[WHAT THE TASK REQUIRES]: Transcribe exactly the lines that fall between the one holding "build sglang's XPU" and the one holding "--- a/.github/workflows/build-image.yaml", inclusive, from the entries below.

[RECORDS FOR THIS EXERCISE]:
PR #1503, opened 2026-05-13
ci: add xpu-sglang image build job

xiaojun-zhang:
## Summary

Adds a new `xpu-sglang-build-llm-d` job to `.github/workflows/build-image.yaml` to build sglang's XPU
Dockerfile for llm-d. The docker image will be pushed as "llm-d-xpu-sglang". 

Later when SGLang upstream has a docker image for XPU, we will switch to use upstream image instead of building within llm-d.

## Dependent PR
There is a follow-up PR #1508 for Optimized Baseline guide that depends on this PR.

## Test plan

- [x] `workflow_dispatch` against a fork + self-hosted runner, image lands in the expected registry path: https://github.com/users/xiaojun-zhang/packages/container/package/llm-d-xpu-sglang
- [x] Trivy step runs and uploads SARIF without colliding with the vLLM-XPU job's upload
- [ ] Nightly / path-filter trigger on merge — covered by `paths-filter` on `docker/common-versions`

### DIFF
--- a/.github/workflows/build-image.yaml
+++ b/.github/workflows/build-image.yaml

[OUTPUT FOR THIS TASK]:
Adds a new `xpu-sglang-build-llm-d` job to `.github/workflows/build-image.yaml` to build sglang's XPU
Dockerfile for llm-d. The docker image will be pushed as "llm-d-xpu-sglang". 

Later when SGLang upstream has a docker image for XPU, we will switch to use upstream image instead of building within llm-d.

## Dependent PR
There is a follow-up PR #1508 for Optimized Baseline guide that depends on this PR.

## Test plan

- [x] `workflow_dispatch` against a fork + self-hosted runner, image lands in the expected registry path: https://github.com/users/xiaojun-zhang/packages/container/package/llm-d-xpu-sglang
- [x] Trivy step runs and uploads SARIF without colliding with the vLLM-XPU job's upload
- [ ] Nightly / path-filter trigger on merge — covered by `paths-filter` on `docker/common-versions`

### DIFF
--- a/.github/workflows/build-image.yaml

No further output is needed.